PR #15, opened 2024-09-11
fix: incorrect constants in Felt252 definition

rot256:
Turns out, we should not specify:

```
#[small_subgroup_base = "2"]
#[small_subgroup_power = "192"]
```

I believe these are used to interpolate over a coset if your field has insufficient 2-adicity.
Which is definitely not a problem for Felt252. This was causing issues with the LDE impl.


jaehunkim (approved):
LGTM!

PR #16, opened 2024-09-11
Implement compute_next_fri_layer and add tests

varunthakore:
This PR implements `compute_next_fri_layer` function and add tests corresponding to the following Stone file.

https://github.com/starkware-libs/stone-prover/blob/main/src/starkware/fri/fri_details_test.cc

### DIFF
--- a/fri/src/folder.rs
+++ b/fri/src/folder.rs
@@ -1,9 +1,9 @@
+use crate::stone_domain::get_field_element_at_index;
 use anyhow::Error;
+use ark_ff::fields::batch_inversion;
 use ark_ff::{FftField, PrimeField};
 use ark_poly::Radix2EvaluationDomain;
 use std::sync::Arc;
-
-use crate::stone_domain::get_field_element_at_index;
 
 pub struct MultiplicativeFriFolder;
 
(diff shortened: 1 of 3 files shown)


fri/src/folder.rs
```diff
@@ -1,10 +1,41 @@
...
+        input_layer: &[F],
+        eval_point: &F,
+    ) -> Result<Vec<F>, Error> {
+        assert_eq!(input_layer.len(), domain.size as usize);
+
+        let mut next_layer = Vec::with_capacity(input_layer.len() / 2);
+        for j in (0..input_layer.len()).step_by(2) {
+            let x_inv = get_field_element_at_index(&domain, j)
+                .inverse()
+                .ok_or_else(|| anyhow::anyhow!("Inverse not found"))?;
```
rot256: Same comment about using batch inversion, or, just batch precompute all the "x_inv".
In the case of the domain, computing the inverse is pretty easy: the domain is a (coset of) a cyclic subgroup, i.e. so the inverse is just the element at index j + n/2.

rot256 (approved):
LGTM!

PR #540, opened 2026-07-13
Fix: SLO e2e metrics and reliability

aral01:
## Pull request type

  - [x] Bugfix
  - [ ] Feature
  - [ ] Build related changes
......
• [WHAT THE TASK REQUIRES]
Where in the records does the word "crate" appear? Copy each line that holds it.

• [RESPONSE TO THE EXERCISE]
+use crate::stone_domain::get_field_element_at_index;
-use crate::stone_domain::get_field_element_at_index;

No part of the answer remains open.